Question

Owners of a minor league baseball team believe that a Normal model is useful in projecting the number of fans who will attend home games. They use a mean of 8500 fans and a standard deviation of 1500 fans. Using this model, answer these questions. a. Sketch and clearly label this Normal model, based on the 68-95-99.7 Rule. b. What proportion of the home games will have fewer than 6000 fans in attendance? c. What proportion of the home games will have between 9000 and 12000 fans? d. Fill in the blank: Only 5% of the home games will have more than ______________ fans in attendance.

Answer 1

a) Thus, we can say that 68% of times, 7000 to 10,000 fans will attend home games; 95% times 5500 to 11500 fans will attend home games. 99.7% times, 4000 to 13000 fans will attend home games.

Precisely the rule says, 68.27% of times, 7000 to 10,000 fans will attend home games; 95.45% times 5500 to 11500 fans will attend home games. 99.73% times, 4000 to 13000 fans will attend home games.

Let X = Number of fans attending home games; X~N(mean= 8500, sd = 1500)

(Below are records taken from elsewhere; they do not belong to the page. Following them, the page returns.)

Issue #253, opened 2021-08-31
Validate selected and add default assets to Asset Select widget


dfguerrerom:
It's nice to have a default asset for the user but it would be also nice to have a list of custom/predefined assets, so the user will have the option to select one or another and keep them in the list without losing them.
There is a missing validation of the inputs, would be nice to have an alert message once an asset is selected and store the status in the widget attributes, such as `valid` and `type`.

dfguerrerom:
Instead of having `asset type`, I think that it would be more useful to store the full `asset_info`, so it could be used afterward.

12rambau:
> Instead of having asset type, I think that it would be more useful to store the full asset_info, so it could be used afterward. What do you think @12rambau ?

agreed

12rambau:
can we close the issue ?

PR #254, opened 2021-08-31
Develop

dfguerrerom:
Intended to solve #253


dfguerrerom:
I forgot to mention, but this will fail on the test due to the change of the `default_asset` type, now it will require a list not a string. What do you think?

dfguerrerom:
- I used an automatic translation to french, so I've zero clues if that makes sense ;).
- I've changed the asset type for asset info, would be more useful.

12rambau:
> I forgot to mention, but this will fail on the test due to the change of the `default_asset` type, now it will require a list not a string. What do you think?

I thik it's gonna lead to bugs to drop the support for string directly (i use it in every module that need a test dataset). But it's easy to test the type at the beggining and transform string into a list of string.

12rambau:
> * I used an automatic translation to french, so I've zero clues if that makes sense ;).

I'll correct the typos no worries

12rambau (approved):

Let Z~N(0,1) #Standard normal variate

b) Proportion of the home games that will have fewer than 6000 fans in attendance = P(X < 6000) = P(Z < -1.667) = 0.04779

c) proportion of the home games that will have between 9000 and 12000 fans = P(9000 < X < 12000) =

=P(0.333 < Z < 2.33) = 0.3707 - 0.0099 = 0.3608

d) Only 5% of the home games will have more than ______________ fans in attendance.

Thus, P(X>x)=0.05; x = 10967.28

Only 5% of the home games will have more than 10967 fans in attendance.